On Wall Street, the Dow Jones Industrial Average (.DJI) Fell 0.08% after a brief decline. S&P 500 (.SPX) 0.20% and received Nasdaq compound (.IXIC) 0.25% added. Growth stocks (.IGX) 0.3% higher or more than double the 0.1% upfront on value stocks.

As the market prepares to sell $ 96 billion in debt this week, US Treasury yields are expected to rise and Friday’s inflation is expected to continue to heat up.

The Consumer Price Index (CPI) is expected to rise 0.7% last month, up from 0.3% in April and 8.3% year-on-year, according to an average estimate by economists conducted by Reuters.

Three U.S. loan auctions are likely to boost yields this week as banks and investors prepare to absorb the issue.
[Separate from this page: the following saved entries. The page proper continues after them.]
PR #484, opened 2020-02-05
Fix #416, uiTableModelRowInserted on windows adds 2 rows instead of 1.

### LINKED ISSUE #416: uiTableModelInsertRow() causes invalid rows to be accessed (on windows)
If uiTableModelInsertRow() is called on an active uiTable, the table will then try to fetch one row more than what the model provides.
If the table already has a lot of content, the invalid fetch won't occur until you scroll right down to bring the last row into view.

Seems to be windows-specific.

example here:
https://github.com/bcampbell/libui/blob/destruc-table/examples/destruc-table/main.c

pftbest:
When LVM_INSERTITEM is called after we updated LVM_SETITEMCOUNT, the actual count will be increased by one causing one extra item to appear in the table and loading data from the model.
This extra item is invisible at first because it doesn't get painted but you can click on it to confirm that it is actually there.

To fix the problem we need to call INSERTITEM first and then update the ITEMCOUNT.

Fixes #416
Fixes andlabs/ui#369

cc @bcampbell
r? @andlabs

### DIFF
--- a/windows/table.cpp
+++ b/windows/table.cpp
@@ -36,16 +36,16 @@ void uiTableModelRowInserted(uiTableModel *m, int newIndex)
 	item.iItem = newIndex;
 	item.iSubItem = 0;
 	for (auto t : *(m->tables)) {
+		// update selection state
+		if (SendMessageW(t->hwnd, LVM_INSERTITEM, 0, (LPARAM) (&item)) == (LRESULT) (-1))
+			logLastError(L"error calling LVM_INSERTITEM in uiTableModelRowInserted() to update selection state");
+
 		// actually insert the rows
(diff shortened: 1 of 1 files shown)


szanni:
Patch looks good to me.

The MS docs don't mention anything about setting an item count on insertion.
Looking (again) at the WINE sources however tells me the list view increases its internal counter on `LVM_INSERTITEM` with `LVS_OWNERDATA` (which libUI uses).
Debug printing the item count before and after insertion confirms this.

My only question would be: why not remove the call to `LVM_SETITEMCOUNT` entirely? It is clearly redundant.

andlabs:
Yeah, I tried looking up why I did this, and couldn't find anything. "Update selection state" is a very vague comment in hindsight... I guess you can try removing the call and seeing what happens.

Yields on the 10-year treasury rose 7.9 basis points to 3.034%, the first time in three weeks that a benchmark yield has risen to 3%.
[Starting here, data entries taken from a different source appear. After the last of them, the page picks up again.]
Issue #349, opened 2018-04-25
On enter event for uiEntry


e0ff:
I think these would be good events for uiEntry. On enter would be triggered after pressing the enter key.

bcampbell:
Doesn't `uiEntryOnChanged()` handle the update?

A while back I did a patch to add an event for when editing has 'finished' (not necessarily by pressing the enter key). It needs a little smoothing, but it works and might be useful for you:

https://github.com/andlabs/libui/pull/290

endoffile78:
Sorry i ditn't see that existed I'll edit the issue.

Issue #329, opened 2018-03-31
Master issue for missing features in uiArea


andlabs:
Merging a bunch of issues here.

TODO

TODO blah blah blah locked until merge

mischnic:
> but this must be clearly marked as only for the purposes of user interaction, NOT FOR TEXT INPUT (and I have to remember a good reason why; TODO)

Would shift + a key be properly parsed as well (e.g. capital letters, punctuation mark)?

andlabs:
It should, yes.

msink:
On Linux if Area set as direct child of Window - it is 1 pixel width, on Windows - fills entire Window.

mischnic:
- mousewheel/scroll event in non-scrolling areas
- keyevent with lower delay interval for games (noticed it on macOS)

AndyObtiva:
I noticed that when hooking a key event to area, and I press shift+1 to produce '!', the key value I receive from area key event is that of number 1 (49), not the '!' key value (33) produced by shift+1. This means that in order for me to recognize what character the user intended, I would have to access the current keyboard layout and perform a conversion, which is not something that is typically available in Ruby as far as I know. I think this must be done automatically by libui, giving me the key value for '!' not 1 when I press shift+1.

The SWT library handles this by offering an additional attribute "character" in its key event, which in the case of the example above is the calculated character from holding shift and pressing a key (they still provide the standard key value as well, meaning for shift+1, I get key value as 49 and character as 33 in SWT)

This would be great to add to facilitate fully manual manipulation of user key input should I want to build a string from user input.

Thanks.

PR #488, opened 2020-03-16
entry. handle keyboard events to then reuse in go binding

RustamGamidov:
this idea is quite popular basing on the feature-requests.
related to #290 #349 #329


RustamGamidov:
@andlabs could you have a look please?

PR #493, opened 2020-03-25
button: add uiButtonSetMinSize to avoid very small buttons

RustamGamidov:
it looks not very nice for example in the OK - Cancel dialogues

### DIFF
--- a/common/general.h
+++ b/common/general.h
@@ -1,0 +1,9 @@
+#ifndef H_COMMON_GENERAL
+#define H_COMMON_GENERAL
+
+int max(int first, int second)
+{
+	return (first < second) ? second : first;
+}
+
+#endif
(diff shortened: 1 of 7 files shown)


RustamGamidov:
macos ci is failing at the checkout statge.
ci UI is different from the one ~one week ago so this could be the reason

andlabs:
Hi. You do not need to keep closing and re-opening new pull requests. I will process this when I can, but I did see it the first time. Thanks in the meantime!

RustamGamidov:
sorry for the noise. it's because of nominmax in the MSVS

andlabs:
Oh, I see — no, you do not need to file a new PR every time you make changes. Just upload to your forked branch and github will pick up the changes.

RustamGamidov:
github is updating opened PR with the changes pushed to the original branch.
Sometimes there are regexp masks for the PR titles to skip CI like [WIP] or so, not sure if it's the case.

And i'm using mingw locally so everything was fine for me (as it usually is :) )
Really sorry about all that extra builds

andlabs:
Huh, that's new to me, and it would definitely inhibit contribution. I'll need to look into that. Sorry for snapping earlier!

At an ECB meeting on Thursday, President Christine Lagarde is expected to confirm the end of bond purchases this month and the first rate hike in July, although the arbitral tribunal has not decided whether some investment banks will be 25 or 50 bps. Increased their expectations. read more

Money markets are set for a 130 bps rate hike by the end of the year, and 50 bps moves in a single session will be fully priced by October.

The high numbers will only add to expectations that the central bank will tighten aggressively next week, with markets already set a half-point increase in June and July and pricing to nearly 200 basis points (pps) by the end of the year.

The dollar was up 0.313% and the euro was down 0.29% at $ 1.0688. The yen was down 0.82% at 131.96 against the dollar.

Oil prices remained largely unchanged as Saudi Arabia raised crude oil prices in July, but amid doubts that a higher production target for OPEC + manufacturers would facilitate tight supply.

US crude was down 37 cents at $ 118.50 a barrel and Brent was down 21 cents at $ 119.51.

Gold prices fell, the dollar soared and pressure from treasury yields.

US gold futures fell 0.4% to $ 1,843.70 an ounce.

Sign up now for unlimited free access to

Herbert Lash Report in New York, Additional Report by Hu Jones in London Editing by John Stone Street and Matthew Lewis

Our standards: Thomson Reuters Trust Principles.

Leave a Reply

Your email address will not be published.